Der erste Eindruck täuschte nicht: Alles erinnerte an ein Startup aber an eines, das sich diesen Charakter leisten kann. Sketchboards an allen möglichen Plätzen im Gebäude – als erstes lachte mich eine Wand voller Notizen über Knol an. ( Leider durfte ich keine Fotos innerhalb des Gebäudes machen. ) Es ging weiter durch eine der zahlreichen Mini-Cafeterias. Im Vorbeigehen habe ich einen Kaffee-Latte mitgenommen. Der war leider kalt und verschwand schnell im nächsten Mülleimer und ich durch einen Glasgang in ein angrenzendes Gebäude. Von dem Gang aus waren zwei Strömungsbecken zu sehen, in denen ein junger Mann unter den wachsamen Augen eines Rettungsschwimmers kraulte. Prädikat: Haben wollen!

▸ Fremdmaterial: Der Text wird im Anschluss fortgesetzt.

PR #423, opened 2026-06-21
[RaidFrames] animated clock border and cast countdown timer for targeted spell icons

maxzaleski:
This PR introduces animated clock border and cast countdown timer for targeted spell icons. The former is a feature I enjoyed when Cell was still around (somewhat inspired), and the latter is a nice usability addition. 

Both features are showcased [here](https://youtu.be/CyYoaB3VDS0).

> [!NOTE]
>  While I have been tinkering with these features for a few days now, the landscape of targeted spells remains experimental. I would recommend spending a bit of time independently testing either feature to be somewhat confident with their stability. I have not encountered major downsides as of yet (degradation in performance, Lua errors, etc). 
> 
> If a more informed maintainer could look at my API utilisation that would be helpful for future development. I have a couple more PRs to submit; I hope to be able to finish them in the coming days. 

### Clock Border

A `CooldownFrameTemplate` frame is placed outside the icon edges by a configurable amount (default 3 px). The spell texture, rendered at a higher frame level, masks the interior such that only the outer ring is visible. The ring depletes clockwise as the cast drains, giving an immediate visual read on urgency without obscuring the icon.

- The default pie-sweep texture ignores `SetSwipeColor`, so `WHITE8X8` is used as the swipe texture and tinted to the user's chosen colour. Colour must also be re-applied after every `SetCooldownFromDurationObject` call, as that resets both the texture and colour.
- The black background for the elapsed arc lives on a separate sibling `Frame` at frame level 2 rather than on the `CooldownFrame` itself. WoW draws the cooldown swipe before standard textures on the same frame, so a `BACKGROUND` texture directly on the `CooldownFrame` renders above the sweep and obscures it.

> [!IMPORTANT]
> When `ShowClockBorder` is enabled, the static pixel-perfect border (`_borderFrame`) is
> hidden to avoid visual conflict with the ring.

#### UI Widgets

Toggle and colour swatch on the left, border size slider (1–10 px, default 3) on the
right. Per section (raid / party).

---

### Cast Countdown Timer

A second `CooldownFrameTemplate` is placed over the icon with the swipe disabled and the built-in countdown numbers enabled. It shows the remaining cast time as a ticking number.

- Reading `UnitCastingInfo` timestamps and doing the arithmetic in Lua is not viable as those values are secret. `SetCooldownFromDurationObject` passes the duration object directly to the C side, which handles all timing internally and never surfaces taint in Lua.
- Font size and colour are user-configurable. The internal `FontString` inside the`CooldownFrame` is not exposed via a named method, so it is discovered once at creation time via `GetRegions()` and stored as `_timerCdFS` for later use in `StyleIcon`. The `FontString` is also re-anchored directly to the icon frame to bypass any pixel-snapping offset baked into the template.

#### UI Widgets

Duration Timer toggle shares a row with the Show Targeted Spells dropdown, with its colour swatch and cog popup (text size, X/Y offset) inline on the right. Icon Size and Icon Spacing share the row below. Per section (raid / party).

## Screenshots

<details><summary>Settings</summary>
bvbbbb
</details> 

<details><summary>Stills from demo video</summary>
CleanShot 2026-06-21 at 21 09 28@2x
CleanShot 2026-06-21 at 21 09 07@2x
</details>

### DIFF
--- a/EllesmereUIRaidFrames/EUI_RF_TargetedSpells.lua
+++ b/EllesmereUIRaidFrames/EUI_RF_TargetedSpells.lua
@@ -413,7 +413,7 @@ local function LayoutButton(btn)
     local ox = Setting(raid, "OffsetX", 0) * k
     local oy = Setting(raid, "OffsetY", 0) * k
     local anchor = btn._health or btn
-    local spc = 2 * k
+    local spc = Setting(raid, "IconSpacing", 2) * k
     local spacing = sz + spc
 
     local shown = 0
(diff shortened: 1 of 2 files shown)


maxzaleski:
From reviewing the footage, I'm realising now that the new border bleeds onto the "personal space" of sibling icons. I will push a new commit tomorrow aiming to allow the spacing between icons to be customised. 

~~Edit (23/06): not had time to look into this just yet. Hoping to get this done in the next couple of days.~~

In der Lobby des nächsten Gebäudes wurde es etwas interessanter. Dort projizierte ein Beamer die aktuellen Suchanfragen in allen erdenklichen Sprachen auf die gegenüberliegende Wand. Ich konnte “Paris Hilton” und “Highschool Musical” erhaschen. Auf mein Nachfragen bestätigte man mir, dass diese Suchanfragen schon auf Barewords gefiltert wurden. Genau wie auch der Google Zeitgeist, damit man nicht Wörter wie MILF o.ä. in der Lobby lesen muss ;) Hört sich spektakulärer an als es ist. Durchquert man die Lobby ein zweites mal, achtet man kaum mehr auf die Projektion. In der Lobby standen noch einige große Flatscreens. Auf einem war ein in Flash programmierter Globus zu sehen, auf dem die aktuellen Suchanfragen nach Land und Sprache in einer anderen Farbe und mit verschieden hohen Peaks dargestellt sind. Eine nette Spielerei, die an das animierte Logo von Universal erinnert.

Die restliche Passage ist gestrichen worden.